(Collected data)

━━━━━━━━━━

Issue #2447, opened 2026-08-21
EC2: PublicIpAddress 127.0.0.1 is unreachable on port 22, so no AWS-native tool can SSH to an instance


allensanborn:
## Summary

`DescribeInstances` reports `PublicIpAddress: 127.0.0.1`, but nothing listens on `127.0.0.1:22` — SSH is published on a host port from the 2200–2299 range, and the EC2 API has no field that can convey a port. So a tool that does the normal AWS thing (read `PublicIpAddress`, connect to port 22) always fails, while the instance is in fact reachable over SSH by two other routes.

Measured just now against a single instance, all three attempts using the same key:

```
$ aws ec2 describe-instances --instance-ids i-2ebd0a7ba96d17b7f \
    --query 'Reservations[0].Instances[0].{PublicIpAddress:PublicIpAddress,PublicDnsName:PublicDnsName,PrivateIpAddress:PrivateIpAddress}'
PrivateIpAddress   PublicDnsName   PublicIpAddress
192.168.215.3      localhost       127.0.0.1

$ docker ps --format '{{.Names}} -> {{.Ports}}' | grep i-2ebd0a7ba96d17b7f
floci-ec2-i-2ebd0a7ba96d17b7f -> 0.0.0.0:2200->22/tcp

1) ssh root@127.0.0.1            → ssh: connect to host 127.0.0.1 port 22: Connection refused
2) ssh -p 2200 root@127.0.0.1    → CONNECTED
3) ssh root@192.168.215.3        → CONNECTED
```

The address the API advertises as public is the one address that does not work. The address the API reports as *private* — the container's bridge IP — behaves exactly like a real public IP: port 22, no forwarding, no special knowledge required.

This is not #1984. That issue fixed **which** instances get a public IP (only those whose subnet sets `MapPublicIpOnLaunch`), and the fix in #2023 deliberately kept the value:

> `// The value stays the host-reachable 127.0.0.1/localhost for public ones.`

That reasoning holds for application ports — the socat sidecars really do publish those on `localhost`. It does not hold for SSH, because `docs/services/ec2.md` states that "SSH (22) is never re-forwarded". So `127.0.0.1` is host-reachable for everything *except* the one port that tooling reaches an instance on.

## Why this is a design question rather than a bug

[...]

PR #2448, opened 2026-08-21
fix(ec2): install packages with yum on Amazon Linux 2 guests

allensanborn:
## Summary

Two package-manager probes in `Ec2ContainerManager` try `dnf`, `apt-get` and `apk`. `public.ecr.aws/amazonlinux/amazonlinux:2` ships **`yum`** and none of those three, so both chains fall through on an Amazon Linux 2 guest.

━━━━━━━━━━

= To do =
Report each line of the data in which "three" occurs.

= Exercise result =
Measured just now against a single instance, all three attempts using the same key:
Two package-manager probes in `Ec2ContainerManager` try `dnf`, `apt-get` and `apk`. `public.ecr.aws/amazonlinux/amazonlinux:2` ships **`yum`** and none of those three, so both chains fall through on an Amazon Linux 2 guest.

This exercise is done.